→ **Problem**
In the data that follows, count each line holding the string "Creates"; answer with the number only.

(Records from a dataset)

PR #164, opened 2015-09-08
IPC stuff and DSP service commands

Lectem:
The IPC helpers were added for the sake of clarity and removal of magic numbers.
This isn't the full list of the DSP service commands, however it already covers more than what games seems to be using.

### DIFF
--- a/libctru/include/3ds/ipc.h
+++ b/libctru/include/3ds/ipc.h
@@ -1,0 +1,101 @@
+/**
+ * @file ipc.h
+ * @brief Inter Process Communication helpers
+ */
+
+#pragma once
+
+#include <3ds/types.h>
+
+typedef enum
+{
+	IPC_BUFFER_R = 0x2,
+	IPC_BUFFER_W = 0x4,
+} IPC_BufferRights;
+
+
+/**
+ * @brief Command header to be used for IPC
+ * @param normal_params    Number of normal parameters. Up to 63.
+ * @param translate_params Number of translate parameters. Up to 63.
+ */
+static inline u32 IPC_MakeHeader(u16 command_id, unsigned normal_params, unsigned translate_params)
+{
+	return ((u32) command_id << 16) | (((u32) normal_params & 0x3F) << 6) | (((u32) translate_params & 0x3F) << 0);
+}
+
+
+/**
+ * @brief Creates the header to share handles
+ * @param number The number of handles following this header. Max 64.
+ *
+ * The #number next values are handles that will be shared between the two processes.
+ *
+ * @note Zero values will have no effect.
+ */
+static inline u32 IPC_Desc_SharedHandles(unsigned number)
+{
+	return ((u32)(number - 1) << 26);
+}
+
+/**
+ * @brief Creates the header to transfer handle ownership
+ * @param number The number of handles following this header. Max 64.
+ *
+ * The #number next values are handles that will be duplicated and closed by the other process.
+ *
+ * @note Zero values will have no effect.
+ */
+static inline u32 IPC_Desc_MoveHandles(unsigned number)
+{
+	return ((u32)(number - 1) << 26) | 0x10;
+}
+
+/**
+ * @brief Asks the kernel to fill the handle with the current process handle.
+ *
+ * The next value is a placeholder that will be replaced by the current process handle by the kernel.
+ */
+static inline u32 IPC_Desc_CurProcessHandle(void)
+{
+	return 0x20;
+}
+
+/**
+ * @brief Creates a header describing a static buffer.
+ * @param size      Size of the buffer. Max ?0x03FFFF?.
+ * @param buffer_id The Id of the buffer. Max 0xF.
+ *
+ * The next value is a pointer to the buffer. It will be copied to TLS offset 0x180 + static_buffer_id*8.
+ */
+static inline u32 IPC_Desc_StaticBuffer(size_t size, unsigned buffer_id)
+{
+	return (size << 14) | ((buffer_id & 0xF) << 10) | 0x2;
+}
+
+/**
+ * @brief Creates a header describing a buffer to be sent over PXI.
+ * @param size         Size of the buffer. Max 0x00FFFFFF.
+ * @param buffer_id    The Id of the buffer. Max 0xF.
+ * @param is_read_only true if the buffer is read-only. If false, the buffer is considered to have read-write access.
+ *
+ * The next value is a phys-address of a table located in the BASE memregion.
+ */
+static inline u32 IPC_Desc_PXIBuffer(size_t size, unsigned buffer_id,bool is_read_only)
+{
+	u8 type = 0x4;
+	if(is_read_only)type = 0x6;
+	return (size << 8) | ((buffer_id & 0xF) << 4) | type;
+}
+
+/**
+ * @brief Creates a header describing a buffer from the main memory.
+ * @param size   Size of the buffer. Max 0x0FFFFFFF.
+ * @param rights The rights of the buffer for the destination process
+ *
+ * The next value is a pointer to the buffer.
+ */
+static inline u32 IPC_Desc_Buffer(size_t size, IPC_BufferRights rights)
+{
+	return (size << 4) | 0x8 | rights;
+}
--- a/libctru/source/services/dsp.c
+++ b/libctru/source/services/dsp.c
@@ -1,0 +1,254 @@
+#include <3ds/types.h>
+#include <3ds/svc.h>
+#include <3ds/srv.h>
+#include <3ds/ipc.h>
+#include <3ds/services/dsp.h>
+
+Handle dspHandle = 0;
+
+
+Result dspInit(void)
+{
+	Result ret = 0;
+
+	if (dspHandle == 0)
+	{
+		ret = srvGetServiceHandle(&dspHandle, "dsp::DSP");
+		if (ret < 0) return ret;
+	}
+	if (ret < 0) return ret;
+	DSP_UnloadComponent();
+	return 0;
+}
+
+Result dspExit(void)
+{
+	Result ret = 0;
+//No need to call unload, it will be done automatically by closing the handle
+	if (dspHandle != 0)
+	{
+		ret = svcCloseHandle(dspHandle);
+		if (ret < 0) return ret;
+		dspHandle = 0;
+	}
+
+	return 0;
+}
+
+
+Result DSP_GetHeadphoneStatus(bool* is_inserted)
+{
+	Result ret = 0;
+	u32* cmdbuf = getThreadCommandBuffer();
+	cmdbuf[0] = IPC_MakeHeader(0x001F,0,0);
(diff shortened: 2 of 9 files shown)


libctru/source/services/dsp.c
```diff
@@ -0,0 +1,254 @@
+#include <3ds/types.h>
+#include <3ds/svc.h>
+#include <3ds/srv.h>
+#include <3ds/ipc.h>
+#include <3ds/services/dsp.h>
+
+Handle dspHandle = 0;
```
mtheall: Should be static

libctru/include/3ds/ipc.h
```diff
@@ -0,0 +1,101 @@
...
+ */
+
+#pragma once
+
+#include <3ds/types.h>
+
+typedef enum
+{
+	IPC_BUFFER_R = 0x2,
+	IPC_BUFFER_W = 0x4,
```
mtheall: Prefer (1 << x) style for flags, e.g.:
```
IPC_BUFFER_R = (1 << 1),
IPC_BUFFER_W = (1 << 2),
```

libctru/source/services/dsp.c
```diff
@@ -0,0 +1,254 @@
...
+Result dspInit(void)
+{
+	Result ret = 0;
+
+	if (dspHandle == 0)
+	{
+		ret = srvGetServiceHandle(&dspHandle, "dsp::DSP");
+		if (ret < 0) return ret;
+	}
+	if (ret < 0) return ret;
```
mtheall: `ret >= 0` is guaranteed here, so this line is a no-op.

libctru/source/services/dsp.c
```diff
@@ -0,0 +1,254 @@
...
+
+	return 0;
+}
+
+
+Result DSP_GetHeadphoneStatus(bool* is_inserted)
+{
+	Result ret = 0;
+	u32* cmdbuf = getThreadCommandBuffer();
+	cmdbuf[0] = IPC_MakeHeader(0x001F,0,0);
```
mtheall: The other wrappers here just use `0xHH` (no leading 0's), so to be consistent I would use `0x1F`.

libctru/include/3ds/ipc.h
mtheall: Is it possible to have both R and W? If so I would add:
```
IPC_BUFFER_RW = IPC_BUFFER_R | IPC_BUFFER_W,
```

libctru/source/services/dsp.c
```diff
@@ -0,0 +1,254 @@
...
+	u32* cmdbuf = getThreadCommandBuffer();
+	cmdbuf[0] = IPC_MakeHeader(0x10,3,0);
+	cmdbuf[1] = channel;
+	cmdbuf[2] = unk1;
+	cmdbuf[3] = length;
+
+	u32 * staticbufs = cmdbuf + 0x100;
+
+	u32 saved1 = staticbufs[0x0];
+	u32 saved2 = staticbufs[0x4];
```
Lectem: should be staticbufs[1]

libctru/include/3ds/ipc.h
Lectem: Yes it is, I will add it

libctru/source/services/dsp.c
```diff
@@ -0,0 +1,254 @@
...
+}
+
+
+Result DSP_GetHeadphoneStatus(bool* is_inserted)
+{
+	Result ret = 0;
+	u32* cmdbuf = getThreadCommandBuffer();
+	cmdbuf[0] = IPC_MakeHeader(0x001F,0,0);
+	if ((ret = svcSendSyncRequest(dspHandle)) != 0) return ret;
+	*is_inserted = cmdbuf[2] & 0xFF;
```
mtheall: It would be nice to make sure *is_inserted can only be output as `0` or `1`.
```
*is_inserted = (cmdbuf[2] & 0xFF) ? 1 : 0;
```

libctru/source/services/dsp.c
```diff
@@ -0,0 +1,254 @@
...
+	Result ret = 0;
+	u32* cmdbuf = getThreadCommandBuffer();
+	cmdbuf[0] = IPC_MakeHeader(0x11,3,2);
+	cmdbuf[1] = size;
+	cmdbuf[2] = prog_mask;
+	cmdbuf[3] = data_mask;
+	cmdbuf[4] = IPC_Desc_Buffer(size,IPC_BUFFER_R);
+	cmdbuf[5] = (u32) component;
+	if ((ret = svcSendSyncRequest(dspHandle)) != 0) return ret;
+	*is_loaded = cmdbuf[2] & 0xFF;
```
mtheall: It would be nice to make sure `*is_inserted` can only be output as `0` or `1`.
```
*is_loaded = (cmdbuf[2] & 0xFF) ? 1 : 0;
```

libctru/source/services/dsp.c
```diff
@@ -0,0 +1,254 @@
...
+	cmdbuf[1] = channel;
+	cmdbuf[2] = unk1;
+	cmdbuf[3] = length;
+
+	u32 * staticbufs = cmdbuf + 0x100;
+
+	u32 saved1 = staticbufs[0x0];
+	u32 saved2 = staticbufs[0x4];
+
+	staticbufs[0] = (length<<14) | 2;
```
mtheall: Should this be:
```
IPC_Desc_StaticBuffer(length, 0);
```

It should give the right value, but I don't know if this is what that function is for.

libctru/source/services/dsp.c
```diff
@@ -0,0 +1,254 @@
...
+	cmdbuf[1] = interrupt;
+	cmdbuf[2] = channel;
+	cmdbuf[3] = IPC_Desc_SharedHandles(1);
+	cmdbuf[4] = handle;
+	if ((ret = svcSendSyncRequest(dspHandle)) != 0) return ret;
+	return cmdbuf[1];
+}
+
+
+Result DSP_ReadPipeIfPossibleEx(u32 channel,u32 unk1, u8 const *buffer, u16 length, u16* length_read)
```
mtheall: Should this be static? The API is not exported in `dsp.h`.

libctru/source/services/dsp.c
```diff
@@ -0,0 +1,254 @@
...
+Result DSP_ReadPipeIfPossible(u32 channel, u8 const *buffer, u16 length, u16* length_read)
+{
+	return DSP_ReadPipeIfPossibleEx(channel,0,buffer,length, length_read);
+}
+
+Result DSP_WriteProcessPipe(u32 channel, u8 const *buffer, u32 length)
+{
+	Result ret = 0;
+	u32* cmdbuf = getThreadCommandBuffer();
+	cmdbuf[0] = IPC_MakeHeader(0xd,2,2);
```
mtheall: Hex values everywhere else are all caps: `0xD`

libctru/source/services/dsp.c
```diff
@@ -0,0 +1,254 @@
...
+	cmdbuf[4] = (u32) buffer;
+	if ((ret = svcSendSyncRequest(dspHandle)) != 0) return ret;
+	return cmdbuf[1];
+}
+
+Result DSP_ConvertProcessAddressFromDspDram(u32 dsp_address, u32 *arm_address)
+{
+	Result ret = 0;
+	u32* cmdbuf = getThreadCommandBuffer();
+	cmdbuf[0] = IPC_MakeHeader(0xc,1,0);
```
mtheall: Hex values everywhere else are all caps: `0xC`

libctru/source/services/dsp.c
Lectem: I'm currently investigating wether it the values in the static buffers areas should be using the buffer id or not

libctru/source/services/dsp.c
```diff
@@ -0,0 +1,254 @@
...
+}
+
+Result DSP_RecvDataIsReady(u16 regNo, bool * is_ready)
+{
+	Result ret = 0;
+	u32* cmdbuf = getThreadCommandBuffer();
+	cmdbuf[0] = IPC_MakeHeader(0x2,1,0);
+	cmdbuf[1] = regNo;
+	if ((ret = svcSendSyncRequest(dspHandle)) != 0) return ret;
+	*is_ready = cmdbuf[2] & 0xFF;
```
mtheall: It would be nice to make sure `*is_ready` can only be output as `0` or `1`.
```
*is_ready = (cmdbuf[2] & 0xFF) ? 1 : 0;
```

libctru/source/services/dsp.c
```diff
@@ -0,0 +1,254 @@
...
+}
+
+Result DSP_SendDataIsEmpty(u16 regNo, bool * is_empty)
+{
+	Result ret = 0;
+	u32* cmdbuf = getThreadCommandBuffer();
+	cmdbuf[0] = IPC_MakeHeader(0x4,1,0);
+	cmdbuf[1] = regNo;
+	if ((ret = svcSendSyncRequest(dspHandle)) != 0) return ret;
+	*is_empty = cmdbuf[2] & 0xFF;
```
mtheall: It would be nice to make sure `*is_empty` can only be output as `0` or `1`.
```
*is_empty = (cmdbuf[2] & 0xFF) ? 1 : 0;
```

libctru/source/services/dsp.c
mtheall: Yes, I was just going to comment that I thought this was weird. I assume the 0x4 is a translation error from u8-based indexing.

libctru/source/services/dsp.c
Lectem: I didn't expose it because from what I saw, unk1 is always set to 0.
The plan was to have DSP_ReadPipeIfPossible signature change and replace DSP_ReadPipeIfPossibleEx if we ever find use for this unknown parameter

libctru/source/services/dsp.c
Lectem: It is, will fix it soon

libctru/source/services/dsp.c
Lectem: Ok so I found the name of the argument from BPB, so I'll remove DSP_ReadPipeIfPossibleEx

libctru/source/services/dsp.c
Lectem: bool is a define for _Bool, and the standard says "When any scalar value is converted to _Bool, the result is 0 if the value compares equal to 0; otherwise, the result is 1." so I assume that it is not needed ?

mtheall: Please give a specific standard when citing it. As far as I can tell, this comes from C99. In the interest of portability, I would prefer to explicitly set the value to `0` or `1`. I would alternatively accept `#include <stdbool.h>` which would require this file be compiled with C99 or newer and enforces the conversion to `0` or `1` as you said.

Lectem: stdbool.h is already included from https://github.com/smealum/ctrulib/blob/master/libctru/include/3ds/types.h#L8, that's why I didn't bother mentionning it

→ **Answer section**
5